PR #1791, opened 2019-01-17
✨ Allow constraint with constant vector

blegat:
Currently, `@constraint(model, 1 >= 0)` works but `@constraint(model, [1 1; 1 1] in PSDCone())` does not.
Constraint with constants are particularly useful in SumOfSquares as we often want to check if a constant polynomial is SOS.

### DIFF
--- a/test/constraint.jl
+++ b/test/constraint.jl
@@ -50,36 +50,57 @@ function constraints_test(ModelType::Type{<:JuMP.AbstractModel},
     end
 
     @testset "AffExpr constraints" begin
-        m = ModelType()
-        @variable(m, x)
+        model = ModelType()
+        @variable(model, x)
 
-        cref = @constraint(m, 2x <= 10)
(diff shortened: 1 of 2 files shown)


test/constraint.jl
```diff
@@ -50,36 +50,57 @@ function constraints_test(ModelType::Type{<:JuMP.AbstractModel},
...
-        m = ModelType()
-        @variable(m, x)
+        model = ModelType()
+        @variable(model, x)
 
-        cref = @constraint(m, 2x <= 10)
-        @test JuMP.name(cref) == ""
-        JuMP.set_name(cref, "c")
-        test_constraint_name(cref, "c", JuMP.AffExpr, MOI.LessThan{Float64})
+        @testset "Scalar" begin
```
mlubin: It's easier to reproduce test failures if the testsets are standalone, i.e., a new model for each testset.

PR #1795, opened 2019-01-19
Fix @SDconstraint with import

blegat:
Closes https://github.com/JuliaOpt/JuMP.jl/issues/1792

### DIFF
--- a/src/macros.jl
+++ b/src/macros.jl
@@ -651,7 +651,7 @@ function parseSDconstraint(_error::Function, sense::Symbol, lhs, rhs)
         _error("Invalid sense $sense in SDP constraint")
     end
     vectorized = false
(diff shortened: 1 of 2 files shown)


src/macros.jl
```diff
@@ -651,7 +651,7 @@ function parseSDconstraint(_error::Function, sense::Symbol, lhs, rhs)
         _error("Invalid sense $sense in SDP constraint")
     end
     vectorized = false
-    parsecode, buildcall = parse_one_operator_constraint(_error, false, Val(:in), aff, :(PSDCone()))
+    parsecode, buildcall = parse_one_operator_constraint(_error, false, Val(:in), aff, :(JuMP.PSDCone()))
```
mlubin: Doesn't this indicate an escaping issue?

blegat: From the viewpoint of `parse_one_perator_constraint`, the last argument is the set given by the user so it should be in the user scope, not JuMP scope.

PR #1800, opened 2019-01-21
minor edits to constraints.md

mlubin:


docs/src/constraints.md
```diff
@@ -289,11 +284,11 @@ And data, a 2×2 Array{ConstraintRef{Model,C,Shape} where Shape<:AbstractShape w
...
 
-### Dictionaries
+### SparseAxisArrays
 
-The syntax for constructing a dictionary of constraints is very similar to the
-[syntax for constructing](@ref variable_sparseaxisarrays) a dictionary of
-variables.
+The syntax for constructing a `SparseAxisArray` of constraints is very similar
+to the [syntax for constructing](@ref variable_sparseaxisarrays) a
+SparseAxisArray of variables.
```
blegat: Missing backsticks

docs/src/constraints.md
```diff
@@ -289,11 +284,11 @@ And data, a 2×2 Array{ConstraintRef{Model,C,Shape} where Shape<:AbstractShape w
  con[2,2] : 2 x <= 3.0  con[2,3] : 2 x <= 4.0
 ```
 
-### Dictionaries
+### SparseAxisArrays
 
-The syntax for constructing a dictionary of constraints is very similar to the
-[syntax for constructing](@ref variable_sparseaxisarrays) a dictionary of
-variables.
+The syntax for constructing a `SparseAxisArray` of constraints is very similar
```
blegat: Missing `@ref`

docs/src/constraints.md
```diff
@@ -594,16 +592,10 @@ julia> is_valid(model, con)
...
 
-DRAFT: Describe how constraints are represented (link to MOI docs). Constraints
-are very similar to variables in (1) how names work (2) how attributes work, and
-(3) the macro syntax for constructing them. They're a bit different because
-they're parameterized by function-set type. Describe constraints vs.
-`ConstraintRefs`. Describe `JuMP.constraint_object`. How to delete constraints.
-How to modify constraints by setting attributes and `MOI.modifyconstraint!`.
-Describe semidefinite constraints and symmetry handling. Refer to NLP docs for
-nonlinear constraints.
+TODO: Describe constraints vs. `ConstraintRefs`. Describe `JuMP.constraint_object`.
```
blegat: `ConstraintRefs` -> `ConstraintRef`s

docs/src/constraints.md
```diff
@@ -478,14 +437,51 @@ julia> @constraint(model, [t, u, x[1], x[2]] in RotatedSecondOrderCone())
...
+
+julia> @constraint(model, x in MOI.SOS1([1.0, 2.0, 3.0]))
+[x[1], x[2], x[3]] in MathOptInterface.SOS1{Float64}([1.0, 2.0, 3.0])
+```
+Note that we have to pass `MOI.SOS1` a *weight* vector. This vector implies an
+ordering on the variables. If the decision variables are related and have a
+physical ordering (e.g., they correspond to the size of a factory to be built,
+and the SOS-I constraint enforces that only one factory can be built), then the
+weight vector, although not used directly in the constraint, can help the solver
+make better decision in the solution process.
```
Peiffap:
```suggestion
make a better decision in the solution process.
```

mlubin: Fixed, good catch!

mlubin:
@blegat Is the intention that all backticked references to JuMP functions should have a `@ref`? If so that should go in the mini documentation style guide in index.md. We don't do this consistently at all.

====

TASK DETAILS:
Could you retype every line of the data exactly?

ANSWER TO THIS PROBLEM:
PR #1791, opened 2019-01-17
✨ Allow constraint with constant vector

blegat:
Currently, `@constraint(model, 1 >= 0)` works but `@constraint(model, [1 1; 1 1] in PSDCone())` does not.
Constraint with constants are particularly useful in SumOfSquares as we often want to check if a constant polynomial is SOS.

### DIFF
--- a/test/constraint.jl
+++ b/test/constraint.jl
@@ -50,36 +50,57 @@ function constraints_test(ModelType::Type{<:JuMP.AbstractModel},
     end
 
     @testset "AffExpr constraints" begin
-        m = ModelType()
-        @variable(m, x)
+        model = ModelType()
+        @variable(model, x)
 
-        cref = @constraint(m, 2x <= 10)
(diff shortened: 1 of 2 files shown)


test/constraint.jl
```diff
@@ -50,36 +50,57 @@ function constraints_test(ModelType::Type{<:JuMP.AbstractModel},
...
-        m = ModelType()
-        @variable(m, x)
+        model = ModelType()
+        @variable(model, x)
 
-        cref = @constraint(m, 2x <= 10)
-        @test JuMP.name(cref) == ""
-        JuMP.set_name(cref, "c")
-        test_constraint_name(cref, "c", JuMP.AffExpr, MOI.LessThan{Float64})
+        @testset "Scalar" begin
```
mlubin: It's easier to reproduce test failures if the testsets are standalone, i.e., a new model for each testset.

PR #1795, opened 2019-01-19
Fix @SDconstraint with import

blegat:
Closes https://github.com/JuliaOpt/JuMP.jl/issues/1792

### DIFF
--- a/src/macros.jl
+++ b/src/macros.jl
@@ -651,7 +651,7 @@ function parseSDconstraint(_error::Function, sense::Symbol, lhs, rhs)
         _error("Invalid sense $sense in SDP constraint")
     end
     vectorized = false
(diff shortened: 1 of 2 files shown)


src/macros.jl
```diff
@@ -651,7 +651,7 @@ function parseSDconstraint(_error::Function, sense::Symbol, lhs, rhs)
         _error("Invalid sense $sense in SDP constraint")
     end
     vectorized = false
-    parsecode, buildcall = parse_one_operator_constraint(_error, false, Val(:in), aff, :(PSDCone()))
+    parsecode, buildcall = parse_one_operator_constraint(_error, false, Val(:in), aff, :(JuMP.PSDCone()))
```
mlubin: Doesn't this indicate an escaping issue?

blegat: From the viewpoint of `parse_one_perator_constraint`, the last argument is the set given by the user so it should be in the user scope, not JuMP scope.

PR #1800, opened 2019-01-21
minor edits to constraints.md

mlubin:


docs/src/constraints.md
```diff
@@ -289,11 +284,11 @@ And data, a 2×2 Array{ConstraintRef{Model,C,Shape} where Shape<:AbstractShape w
...
 
-### Dictionaries
+### SparseAxisArrays
 
-The syntax for constructing a dictionary of constraints is very similar to the
-[syntax for constructing](@ref variable_sparseaxisarrays) a dictionary of
-variables.
+The syntax for constructing a `SparseAxisArray` of constraints is very similar
+to the [syntax for constructing](@ref variable_sparseaxisarrays) a
+SparseAxisArray of variables.
```
blegat: Missing backsticks

docs/src/constraints.md
```diff
@@ -289,11 +284,11 @@ And data, a 2×2 Array{ConstraintRef{Model,C,Shape} where Shape<:AbstractShape w
  con[2,2] : 2 x <= 3.0  con[2,3] : 2 x <= 4.0
 ```
 
-### Dictionaries
+### SparseAxisArrays
 
-The syntax for constructing a dictionary of constraints is very similar to the
-[syntax for constructing](@ref variable_sparseaxisarrays) a dictionary of
-variables.
+The syntax for constructing a `SparseAxisArray` of constraints is very similar
```
blegat: Missing `@ref`

docs/src/constraints.md
```diff
@@ -594,16 +592,10 @@ julia> is_valid(model, con)
...
 
-DRAFT: Describe how constraints are represented (link to MOI docs). Constraints
-are very similar to variables in (1) how names work (2) how attributes work, and
-(3) the macro syntax for constructing them. They're a bit different because
-they're parameterized by function-set type. Describe constraints vs.
-`ConstraintRefs`. Describe `JuMP.constraint_object`. How to delete constraints.
-How to modify constraints by setting attributes and `MOI.modifyconstraint!`.
-Describe semidefinite constraints and symmetry handling. Refer to NLP docs for
-nonlinear constraints.
+TODO: Describe constraints vs. `ConstraintRefs`. Describe `JuMP.constraint_object`.
```
blegat: `ConstraintRefs` -> `ConstraintRef`s

docs/src/constraints.md
```diff
@@ -478,14 +437,51 @@ julia> @constraint(model, [t, u, x[1], x[2]] in RotatedSecondOrderCone())
...
+
+julia> @constraint(model, x in MOI.SOS1([1.0, 2.0, 3.0]))
+[x[1], x[2], x[3]] in MathOptInterface.SOS1{Float64}([1.0, 2.0, 3.0])
+```
+Note that we have to pass `MOI.SOS1` a *weight* vector. This vector implies an
+ordering on the variables. If the decision variables are related and have a
+physical ordering (e.g., they correspond to the size of a factory to be built,
+and the SOS-I constraint enforces that only one factory can be built), then the
+weight vector, although not used directly in the constraint, can help the solver
+make better decision in the solution process.
```
Peiffap:
```suggestion
make a better decision in the solution process.
```

mlubin: Fixed, good catch!

mlubin:
@blegat Is the intention that all backticked references to JuMP functions should have a `@ref`? If so that should go in the mini documentation style guide in index.md. We don't do this consistently at all.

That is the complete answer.